What you need to do ::
Scan the records below. Copy every line in which the word "import" appears.
Supplied information Start Marker
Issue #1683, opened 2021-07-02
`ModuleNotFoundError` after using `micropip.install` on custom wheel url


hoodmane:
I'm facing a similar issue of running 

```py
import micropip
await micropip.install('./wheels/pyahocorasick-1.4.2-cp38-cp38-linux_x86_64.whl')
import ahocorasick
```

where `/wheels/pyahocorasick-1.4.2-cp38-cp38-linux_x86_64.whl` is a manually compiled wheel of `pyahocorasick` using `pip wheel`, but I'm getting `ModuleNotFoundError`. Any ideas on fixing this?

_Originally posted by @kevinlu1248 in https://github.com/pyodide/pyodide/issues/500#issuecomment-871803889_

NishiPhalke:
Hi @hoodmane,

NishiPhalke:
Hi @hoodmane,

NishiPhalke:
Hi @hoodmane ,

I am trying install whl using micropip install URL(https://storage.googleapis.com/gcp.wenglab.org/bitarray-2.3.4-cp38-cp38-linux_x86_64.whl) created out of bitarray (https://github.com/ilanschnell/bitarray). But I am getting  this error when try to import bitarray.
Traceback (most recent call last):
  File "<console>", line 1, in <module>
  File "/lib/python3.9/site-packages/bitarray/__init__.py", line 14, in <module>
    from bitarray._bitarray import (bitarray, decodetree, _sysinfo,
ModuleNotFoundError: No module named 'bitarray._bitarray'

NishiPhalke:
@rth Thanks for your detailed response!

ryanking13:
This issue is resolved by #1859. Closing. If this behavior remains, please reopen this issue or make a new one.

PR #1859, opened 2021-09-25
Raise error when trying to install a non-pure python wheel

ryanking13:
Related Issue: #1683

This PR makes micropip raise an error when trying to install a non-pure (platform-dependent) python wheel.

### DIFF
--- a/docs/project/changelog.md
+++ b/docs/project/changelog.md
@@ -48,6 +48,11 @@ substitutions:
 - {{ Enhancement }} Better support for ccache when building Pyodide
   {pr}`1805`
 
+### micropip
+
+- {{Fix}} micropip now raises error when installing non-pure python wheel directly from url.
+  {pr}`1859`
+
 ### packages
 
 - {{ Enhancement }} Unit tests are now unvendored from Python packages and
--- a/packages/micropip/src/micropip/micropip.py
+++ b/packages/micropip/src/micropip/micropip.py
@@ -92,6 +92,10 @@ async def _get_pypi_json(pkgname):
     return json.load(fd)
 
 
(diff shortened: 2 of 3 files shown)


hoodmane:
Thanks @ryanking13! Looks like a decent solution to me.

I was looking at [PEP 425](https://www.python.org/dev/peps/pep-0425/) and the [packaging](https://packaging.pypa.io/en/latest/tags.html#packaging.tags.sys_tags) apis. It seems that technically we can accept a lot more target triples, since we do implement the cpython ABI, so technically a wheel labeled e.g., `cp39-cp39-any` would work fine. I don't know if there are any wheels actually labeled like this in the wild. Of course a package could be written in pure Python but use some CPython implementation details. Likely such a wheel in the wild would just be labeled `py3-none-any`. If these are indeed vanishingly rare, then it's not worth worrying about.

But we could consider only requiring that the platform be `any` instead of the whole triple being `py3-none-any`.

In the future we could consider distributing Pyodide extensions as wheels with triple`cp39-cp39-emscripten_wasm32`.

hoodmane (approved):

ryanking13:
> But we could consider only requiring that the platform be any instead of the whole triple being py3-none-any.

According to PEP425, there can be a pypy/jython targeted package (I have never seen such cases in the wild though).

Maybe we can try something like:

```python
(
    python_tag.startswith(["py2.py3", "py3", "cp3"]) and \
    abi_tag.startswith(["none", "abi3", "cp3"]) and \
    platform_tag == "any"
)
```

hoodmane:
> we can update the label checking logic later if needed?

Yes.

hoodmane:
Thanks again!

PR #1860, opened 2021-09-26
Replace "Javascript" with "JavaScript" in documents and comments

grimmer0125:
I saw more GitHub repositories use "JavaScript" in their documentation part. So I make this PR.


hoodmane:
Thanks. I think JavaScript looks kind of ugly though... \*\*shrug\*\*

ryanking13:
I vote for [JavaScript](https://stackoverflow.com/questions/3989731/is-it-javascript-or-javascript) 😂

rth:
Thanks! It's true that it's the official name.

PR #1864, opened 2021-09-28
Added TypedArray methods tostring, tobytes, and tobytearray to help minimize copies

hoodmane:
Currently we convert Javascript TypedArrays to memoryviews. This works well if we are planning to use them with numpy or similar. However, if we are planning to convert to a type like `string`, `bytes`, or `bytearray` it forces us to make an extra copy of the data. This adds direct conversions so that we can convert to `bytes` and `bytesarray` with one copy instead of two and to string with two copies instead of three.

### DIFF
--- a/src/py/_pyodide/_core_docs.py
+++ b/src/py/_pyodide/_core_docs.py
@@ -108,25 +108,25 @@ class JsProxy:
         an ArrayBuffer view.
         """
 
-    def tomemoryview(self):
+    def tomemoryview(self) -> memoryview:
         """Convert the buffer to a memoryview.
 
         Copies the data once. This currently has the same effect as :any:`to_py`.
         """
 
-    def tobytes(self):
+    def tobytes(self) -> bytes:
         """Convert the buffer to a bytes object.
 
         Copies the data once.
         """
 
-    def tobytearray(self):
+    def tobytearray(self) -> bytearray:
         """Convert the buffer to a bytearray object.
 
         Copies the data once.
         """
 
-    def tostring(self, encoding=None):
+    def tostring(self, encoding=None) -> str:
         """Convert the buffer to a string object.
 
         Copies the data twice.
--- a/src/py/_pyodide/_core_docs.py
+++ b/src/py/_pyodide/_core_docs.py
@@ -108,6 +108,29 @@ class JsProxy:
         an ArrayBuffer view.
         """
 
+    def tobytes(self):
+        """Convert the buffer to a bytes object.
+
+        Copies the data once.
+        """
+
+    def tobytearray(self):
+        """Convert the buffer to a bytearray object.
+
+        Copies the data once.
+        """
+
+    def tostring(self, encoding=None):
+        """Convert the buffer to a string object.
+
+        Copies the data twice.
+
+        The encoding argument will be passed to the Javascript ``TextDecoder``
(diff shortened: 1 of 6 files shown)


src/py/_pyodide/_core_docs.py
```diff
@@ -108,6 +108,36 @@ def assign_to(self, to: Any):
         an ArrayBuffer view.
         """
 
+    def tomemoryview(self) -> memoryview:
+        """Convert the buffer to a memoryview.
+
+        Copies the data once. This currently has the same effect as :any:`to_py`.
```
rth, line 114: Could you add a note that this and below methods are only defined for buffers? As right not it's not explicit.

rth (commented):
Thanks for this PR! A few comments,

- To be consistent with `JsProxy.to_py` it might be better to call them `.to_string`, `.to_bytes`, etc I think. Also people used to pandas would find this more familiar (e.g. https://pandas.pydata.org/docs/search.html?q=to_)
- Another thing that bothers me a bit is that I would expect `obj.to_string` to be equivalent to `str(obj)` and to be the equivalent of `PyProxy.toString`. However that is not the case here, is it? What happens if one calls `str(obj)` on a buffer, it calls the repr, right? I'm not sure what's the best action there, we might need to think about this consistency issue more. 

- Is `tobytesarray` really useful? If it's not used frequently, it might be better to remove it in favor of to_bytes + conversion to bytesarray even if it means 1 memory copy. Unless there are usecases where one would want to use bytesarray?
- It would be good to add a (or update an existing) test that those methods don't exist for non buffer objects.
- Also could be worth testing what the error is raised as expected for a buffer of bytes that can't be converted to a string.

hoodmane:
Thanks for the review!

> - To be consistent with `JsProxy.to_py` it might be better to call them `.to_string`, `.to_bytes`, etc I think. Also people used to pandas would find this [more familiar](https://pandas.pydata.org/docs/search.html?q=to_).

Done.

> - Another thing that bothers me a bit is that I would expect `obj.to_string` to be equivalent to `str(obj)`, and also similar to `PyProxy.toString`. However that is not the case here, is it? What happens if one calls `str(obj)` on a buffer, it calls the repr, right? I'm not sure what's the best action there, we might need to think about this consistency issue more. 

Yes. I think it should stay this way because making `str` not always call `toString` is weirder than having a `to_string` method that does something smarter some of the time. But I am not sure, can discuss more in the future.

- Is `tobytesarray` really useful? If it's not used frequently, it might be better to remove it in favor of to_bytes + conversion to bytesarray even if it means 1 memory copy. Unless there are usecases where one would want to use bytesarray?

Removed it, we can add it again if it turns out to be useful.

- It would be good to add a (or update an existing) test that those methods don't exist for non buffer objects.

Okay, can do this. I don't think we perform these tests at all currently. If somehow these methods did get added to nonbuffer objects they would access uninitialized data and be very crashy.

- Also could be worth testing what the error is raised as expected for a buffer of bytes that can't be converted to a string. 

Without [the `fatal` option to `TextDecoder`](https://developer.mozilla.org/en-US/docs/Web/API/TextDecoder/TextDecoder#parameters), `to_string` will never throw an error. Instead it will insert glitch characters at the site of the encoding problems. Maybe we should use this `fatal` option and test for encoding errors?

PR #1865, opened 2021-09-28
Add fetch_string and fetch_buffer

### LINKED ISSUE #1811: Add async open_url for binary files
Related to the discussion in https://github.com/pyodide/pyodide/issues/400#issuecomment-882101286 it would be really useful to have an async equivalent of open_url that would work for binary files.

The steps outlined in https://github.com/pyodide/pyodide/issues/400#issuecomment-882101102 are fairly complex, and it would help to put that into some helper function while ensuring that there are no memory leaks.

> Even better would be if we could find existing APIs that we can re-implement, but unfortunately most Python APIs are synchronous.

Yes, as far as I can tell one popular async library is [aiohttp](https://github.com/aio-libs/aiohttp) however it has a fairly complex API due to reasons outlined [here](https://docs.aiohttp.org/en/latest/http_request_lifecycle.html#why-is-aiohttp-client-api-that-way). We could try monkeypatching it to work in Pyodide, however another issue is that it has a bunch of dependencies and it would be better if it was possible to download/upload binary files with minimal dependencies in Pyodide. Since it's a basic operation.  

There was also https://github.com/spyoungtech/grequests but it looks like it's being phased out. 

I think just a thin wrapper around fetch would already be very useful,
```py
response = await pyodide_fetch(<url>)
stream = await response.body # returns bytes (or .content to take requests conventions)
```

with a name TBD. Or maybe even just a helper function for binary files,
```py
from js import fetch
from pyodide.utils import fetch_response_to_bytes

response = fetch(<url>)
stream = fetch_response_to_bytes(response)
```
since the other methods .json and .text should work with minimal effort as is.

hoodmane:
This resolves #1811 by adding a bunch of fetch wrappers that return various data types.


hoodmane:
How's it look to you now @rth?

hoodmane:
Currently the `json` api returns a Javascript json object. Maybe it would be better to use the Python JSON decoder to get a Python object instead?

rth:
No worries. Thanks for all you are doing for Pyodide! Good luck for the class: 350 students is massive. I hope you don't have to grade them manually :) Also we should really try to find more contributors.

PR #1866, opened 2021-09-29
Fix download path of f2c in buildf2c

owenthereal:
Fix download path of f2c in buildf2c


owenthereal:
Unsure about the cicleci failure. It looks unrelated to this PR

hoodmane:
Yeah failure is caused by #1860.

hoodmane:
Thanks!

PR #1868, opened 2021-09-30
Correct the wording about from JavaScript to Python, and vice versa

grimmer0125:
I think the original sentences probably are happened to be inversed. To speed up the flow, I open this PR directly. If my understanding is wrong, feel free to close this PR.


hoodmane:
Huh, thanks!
Supplied information End Marker
Supplied information Start Marker
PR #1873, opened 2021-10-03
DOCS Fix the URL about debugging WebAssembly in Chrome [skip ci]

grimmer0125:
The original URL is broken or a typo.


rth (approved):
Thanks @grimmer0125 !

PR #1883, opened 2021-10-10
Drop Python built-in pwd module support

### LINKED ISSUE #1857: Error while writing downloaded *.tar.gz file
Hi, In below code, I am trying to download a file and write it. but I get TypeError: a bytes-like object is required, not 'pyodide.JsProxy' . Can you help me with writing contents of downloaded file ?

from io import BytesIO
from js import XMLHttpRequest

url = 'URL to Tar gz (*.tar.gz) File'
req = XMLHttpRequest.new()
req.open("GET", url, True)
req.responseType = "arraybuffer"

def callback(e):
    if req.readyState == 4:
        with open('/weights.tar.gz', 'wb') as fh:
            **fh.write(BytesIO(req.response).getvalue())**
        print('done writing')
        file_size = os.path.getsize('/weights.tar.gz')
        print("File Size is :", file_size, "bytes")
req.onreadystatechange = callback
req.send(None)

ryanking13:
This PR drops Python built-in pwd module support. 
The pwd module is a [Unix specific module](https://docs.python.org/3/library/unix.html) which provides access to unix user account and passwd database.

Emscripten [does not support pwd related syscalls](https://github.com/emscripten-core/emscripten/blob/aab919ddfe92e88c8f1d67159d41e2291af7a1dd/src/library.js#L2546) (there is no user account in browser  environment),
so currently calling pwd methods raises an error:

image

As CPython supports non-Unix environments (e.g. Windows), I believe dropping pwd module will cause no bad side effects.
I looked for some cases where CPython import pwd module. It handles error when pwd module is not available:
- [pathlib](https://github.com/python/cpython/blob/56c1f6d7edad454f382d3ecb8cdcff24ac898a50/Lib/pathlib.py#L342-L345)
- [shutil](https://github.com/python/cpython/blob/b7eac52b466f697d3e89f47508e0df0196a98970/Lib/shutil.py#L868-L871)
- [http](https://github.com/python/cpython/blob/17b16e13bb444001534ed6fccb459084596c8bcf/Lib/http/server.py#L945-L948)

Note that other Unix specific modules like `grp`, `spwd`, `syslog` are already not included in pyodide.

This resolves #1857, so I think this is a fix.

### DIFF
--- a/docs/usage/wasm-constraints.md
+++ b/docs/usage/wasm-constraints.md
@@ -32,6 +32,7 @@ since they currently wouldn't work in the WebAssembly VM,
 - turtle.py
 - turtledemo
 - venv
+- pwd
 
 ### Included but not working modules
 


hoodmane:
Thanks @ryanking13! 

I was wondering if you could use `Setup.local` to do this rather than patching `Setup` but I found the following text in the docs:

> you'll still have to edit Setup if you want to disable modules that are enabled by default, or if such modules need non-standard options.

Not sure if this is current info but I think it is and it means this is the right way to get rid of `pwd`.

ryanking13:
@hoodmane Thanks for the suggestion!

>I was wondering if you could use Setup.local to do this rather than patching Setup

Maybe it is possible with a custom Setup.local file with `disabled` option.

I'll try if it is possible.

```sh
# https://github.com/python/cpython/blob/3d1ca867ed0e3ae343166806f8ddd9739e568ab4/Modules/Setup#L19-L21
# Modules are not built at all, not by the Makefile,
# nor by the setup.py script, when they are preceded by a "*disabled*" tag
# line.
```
Supplied information End Marker
Supplied information Start Marker
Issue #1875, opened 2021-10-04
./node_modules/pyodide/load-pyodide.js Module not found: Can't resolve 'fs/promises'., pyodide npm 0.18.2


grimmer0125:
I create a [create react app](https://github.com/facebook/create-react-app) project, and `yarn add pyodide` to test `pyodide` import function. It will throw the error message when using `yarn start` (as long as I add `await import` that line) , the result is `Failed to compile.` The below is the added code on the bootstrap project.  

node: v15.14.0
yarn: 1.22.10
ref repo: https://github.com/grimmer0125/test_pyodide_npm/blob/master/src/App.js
Supplied information End Marker
Task answer ::
import micropip
import ahocorasick
I am trying install whl using micropip install URL(https://storage.googleapis.com/gcp.wenglab.org/bitarray-2.3.4-cp38-cp38-linux_x86_64.whl) created out of bitarray (https://github.com/ilanschnell/bitarray). But I am getting  this error when try to import bitarray.
    from bitarray._bitarray import (bitarray, decodetree, _sysinfo,
from js import fetch
from pyodide.utils import fetch_response_to_bytes
from io import BytesIO
from js import XMLHttpRequest
I looked for some cases where CPython import pwd module. It handles error when pwd module is not available:
I create a [create react app](https://github.com/facebook/create-react-app) project, and `yarn add pyodide` to test `pyodide` import function. It will throw the error message when using `yarn start` (as long as I add `await import` that line) , the result is `Failed to compile.` The below is the added code on the bootstrap project.  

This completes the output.